Here's to some snow soon hopefully as well!


----------



## Grasschopper (Jan 7, 2010)

Pow?POW! said:


> That's awesome if you know the GM, I'm sure he could make an exception for you if you wanted to put your little girl on a snowboard and through some lessons.


Actually she...I'm sure she would if the ski school supported it from a knowing how to teach a 2 yr old to board standpoint. Their program starts at 3 but she did say to bring her out this year...to ski.

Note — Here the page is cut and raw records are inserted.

PR #1364, opened 2025-01-09
fix: General fixing and clean-up on `translate()`

phorward:
This pull request summarizes several problems:

- [x] Turn `tr_key` into `name`
- [x] Make `name` part of the db.Key for faster retrieval
- [x] Let all ViUR-core related translations have a `viur.core`-name-prefix
- [x] Make `name` (`tr_key`) required on creation (otherwise, it is kept readonly)
- [x] Provide a way for `conf.i18n.add_missing_translations` to only add or ignore a specific pattern (fnmatch)
- [x] Provide `translation.dump()` function for JSON-based retrieval of both public and private translations and to handle multiple patterns
  - [x] Provide a canView-like hook (`conf.i18n.dump_can_view`)
- [x] `SelectBone` with auto-create-translation-flag
- [x] Implement `default_variables` #1379 
- [x] In `translate`-Module a standard view for System-translations + Public translations
- [x] Don't add translation for error messages
- [x] Don't do a str-cast on an existing `translate` to use it as `key` for the new object

### DIFF
--- a/src/viur/core/bones/select.py
+++ b/src/viur/core/bones/select.py
@@ -46,6 +46,7 @@ class SelectBone(BaseBone):
         ] = None,
         values: dict | list | tuple | t.Callable | enum.EnumMeta = (),
         translation_key_prefix: str | t.Callable[[t.Self], str] = "",
+        add_missing_translations: bool = False,
         **kwargs
     ):
         """
@@ -61,6 +62,7 @@ class SelectBone(BaseBone):
         """
         super().__init__(defaultValue=defaultValue, **kwargs)
         self.translation_key_prefix = translation_key_prefix
+        self.add_missing_translations = add_missing_translations
 
         # handle list/tuple as dicts
         if isinstance(values, (list, tuple)):
@@ -92,19 +94,19 @@ class SelectBone(BaseBone):
 
                 assert isinstance(values, (dict, OrderedDict))
 
-            if self.languages:
-                prefix = self.translation_key_prefix
-                if callable(prefix):
-                    prefix = prefix(self)
+            prefix = self.translation_key_prefix
+            if callable(prefix):
+                prefix = prefix(self)
 
-                values = {
-                    key: label if isinstance(label, translate) else translate(
-                        f"{prefix}{label}", str(label),
-                        f"value {key} for {self.name}<{type(self).__name__}> "
-                        + f"in {self.skel_cls.__name__} in {self.skel_cls}"
-                    )
-                    for key, label in values.items()
-                }
+            values = {
+                key: label if isinstance(label, translate) else translate(
+                    f"{prefix}{key}", str(label),
+                    f"value {key} for {self.name}<{type(self).__name__}> "
+                    + f"in {self.skel_cls.__name__} in {self.skel_cls}",
+                    add_missing=self.add_missing_translations,
+                )
+                for key, label in values.items()
+            }
 
             return values
 
--- a/src/viur/core/bones/select.py
+++ b/src/viur/core/bones/select.py
@@ -92,17 +92,18 @@ class SelectBone(BaseBone):
 
                 assert isinstance(values, (dict, OrderedDict))
 
-            prefix = self.translation_key_prefix
-            if callable(prefix):
-                prefix = prefix(self)
+            if self.languages:
+                prefix = self.translation_key_prefix
+                if callable(prefix):
+                    prefix = prefix(self)
 
-            values = {
-                key: label if isinstance(label, translate) else translate(
-                    f"{prefix}{label}", str(label),
-                    f"value {key} for {self.name}<{type(self).__name__}> in {self.skel_cls.__name__} in {self.skel_cls}"
-                )
-                for key, label in values.items()
-            }
+                values = {
+                    key: label if isinstance(label, translate) else translate(
+                        f"{prefix}{label}", str(label),
+                        f"value {key} for {self.name}<{type(self).__name__}> in {self.skel_cls.__name__} in {self.skel_cls}"
+                    )
+                    for key, label in values.items()
+                }
 
             return values
 
--- a/src/viur/core/bones/select.py
+++ b/src/viur/core/bones/select.py
@@ -100,7 +100,8 @@ class SelectBone(BaseBone):
                 values = {
                     key: label if isinstance(label, translate) else translate(
                         f"{prefix}{label}", str(label),
-                        f"value {key} for {self.name}<{type(self).__name__}> in {self.skel_cls.__name__} in {self.skel_cls}"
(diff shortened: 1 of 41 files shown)


src/viur/core/i18n.py
```diff
@@ -205,7 +205,12 @@ def __str__(self) -> str:
 
             from viur.core.render.html.env.viur import translate as jinja_translate
 
-            if self.key not in systemTranslations and conf.i18n.add_missing_translations:
+            if (
+                not self.key.startswith("core.")
+                and not self.key.startswith("viur.")
```
phorward, line 210: wip

src/viur/core/bones/select.py
```diff
@@ -92,17 +92,18 @@ def __getattribute__(self, item):
...
+                if callable(prefix):
+                    prefix = prefix(self)
+
+                values = {
+                    key: label if isinstance(label, translate) else translate(
+                        f"{prefix}{label}", str(label),
+                        f"value {key} for {self.name}<{type(self).__name__}> in {self.skel_cls.__name__} in {self.skel_cls}"
+                    )
+                    for key, label in values.items()
+                }
```
phorward, line 106: wip

src/viur/core/modules/translation.py
```diff
@@ -21,25 +21,29 @@ class TranslationSkel(Skeleton):
     kindName = KINDNAME
 
     tr_key = StringBone(
+        required=True,
```
phorward, line 24: important!

src/viur/core/i18n.py
```diff
@@ -227,38 +235,56 @@ def __str__(self) -> str:
...
-                    key=self.key,
-                    hint=self.hint,
-                    default_text=self.defaultText,
-                    filename=self.filename,
-                    lineno=self.lineno,
-                    public=self.public,
-                )
+            if self.key not in systemTranslations:
+                # either the translate()-object has add_missing set
+                if not (add_missing := self.add_missing):
```
sveneberth, line 240: I find this behaviour confusing.

- So I set `add_missing` set to `False`, but if `conf.i18n.add_missing_translations` is `True`, it is added anyway.
If `add_missing` is set to `True`, it doesn't matter what is in `conf.i18n.add_missing_translations` and it's added too.


I would see this as a common condition:
If `self.add_missing` and `conf.i18n.add_missing_translations` are both `True`, add, otherwise not.

phorward: we can make it so.

phorward: Hi @sveneberth, sorry for the confusion. The initial consideration about this flag was, that either the translate-object has the `add_missing`-flag on first order, and when this is not True, the globally defined logic of `conf.i18n.add_missing_translations` takes place, which can either be just True, but also one or many fnmatch-style pattern to match the given translation key.

phorward:
@sveneberth I'm done with my requests.

Can you please add changes for your requests:

- [ ] Don't add translation for error messages
- [ ] Don't do a str-cast on an existing `translate` to use it as `key` for the new object

This issue is urgent, waiting for approval.

phorward:
@sveneberth thanks, this looks fine so far. Can you please approve the PR, I cannot self-approve.

src/viur/core/modules/translation.py
```diff
@@ -132,24 +133,29 @@ class TranslationSkel(Skeleton):
...
-    def preProcessSerializedData(cls, skelValues: SkeletonInstance, entity: db.Entity) -> db.Entity:
-        # Backward-compatibility: re-add the key for viur-core < v3.6
-        # TODO: Remove in ViUR4
-        entity["key"] = skelValues["tr_key"]
-        return super().preProcessSerializedData(skelValues, entity)
+    def write(cls, skel, **kwargs):
+
+        # Create the key from the name on initial write!
+        if not skel["key"]:
+            skel["key"] = db.Key(KINDNAME, skel["name"].lower())
```
sveneberth, line 156: This would overwrite data.

If there's already a complete skeleton with the key `"foo"`, and someone clicks on add and use the same key, it would overwrite the other skel without any warning etc.

src/viur/core/i18n.py
```diff
@@ -442,11 +476,11 @@ def add_missing_translation(
 
     # Ensure lowercase key
     key = key.lower()
-    entity = db.Query(KINDNAME).filter("tr_key =", key).getEntry()
-    if entity is not None:
+
+    # Check if key already exists
+    if db.Get(db.Key(KINDNAME, key)):
```
sveneberth, line 481: Because existing entities would still keep their numeric id as key, this would not work

```suggestion    
    entity = db.Query(KINDNAME).filter("name =", key).getEntry()
    if entity is not None:
```

src/viur/core/modules/user.py
```diff
@@ -799,7 +799,7 @@ def start(self):
         return self._user_module.render.edit(
             self.OtpSkel(),
             params={
-                "name": i18n.translate(self.NAME),
+                "name": i18n.translate("viur.core.modules.user." + self.NAME),
```
sveneberth, line 802:
```suggestion
                "name": i18n.translate(f"viur.core.modules.user.{self.NAME}"),
```

and for others please use f-string too

src/viur/core/i18n.py
sveneberth: it seems we have different use cases for this and other exceptions (you want an `or` logic, I an `and`). Let's talk about this in a meet.

sveneberth (changes requested):

src/viur/core/i18n.py
sveneberth: As discussed yesterday, I have implemented Always and Never in 58d2e3057.

src/viur/core/modules/translation.py
sveneberth: I didn't tested this, and this is kinda hakkish, but this might solve this issue:

```python
    @classmethod
    def write(cls, skel, **kwargs):

        def write_with_claimed_key():
            skel["key"] = db.Key(KINDNAME, skel["name"].lower())
            if db.Get(skel["key"]):
                raise ValueError(f'An TranslationSkel with {skel["name"]=} exists already!')
            return super().write(skel, **kwargs)

        # Create the key from the name on initial write!
        if not skel["key"]:
            if db.IsInTransaction():
                return write_with_claimed_key()
            else:
                return db.RunInTransaction(write_with_claimed_key)

        return super().write(skel, **kwargs)
```

phorward: I did some further tests on this: Because `name` is unique, `Skeleton.fromClient()` already reports the problem and the write() is not called. Therefore the behavior is safe here.

sveneberth (approved):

I'll have to talk to the staff of the ski school and see what they can do...if they simply don't have the training there isn't much we can do. The other issue is that in all of my looking around last evening I couldn't find boots small enough for her. I can get her a Chicklet 80 or 90 but her shoe size is a 9k and the smallest boots I saw were 11k. $80 for a pair of boots 2 sizes too big seems a bit much...if I thought she could still wear them next season that would be something but my guess is her feet will outgrow them.


----------



## Pow?POW! (Dec 22, 2011)

Grasschopper said:


> Actually she...


Ha thanks for the clarification, but with all that trouble it might just be best to let her try skis for a year, have her board next year and see which she likes better. Then again if they do have some knowledgeable staff that can teach that young an age, might make for a different decision. Either way at least she'll be out on the snow with you guys!


----------



## Grasschopper (Jan 7, 2010)

Pow?POW! said:


> Ha thanks for the clarification, but with all that trouble it might just be best to let her try skis for a year, have her board next year and see which she likes better. Then again if they do have some knowledgeable staff that can teach that young an age, might make for a different decision. Either way at least she'll be out on the snow with you guys!


Well that's assuming we get some snow. Be very quite but I think I see some white stuff flying around right now....sadly VERY little.


----------



## Pow?POW! (Dec 22, 2011)

Haha I'll keep hushed but I have my fingers crossed every time I check the weather for the State College area.


----------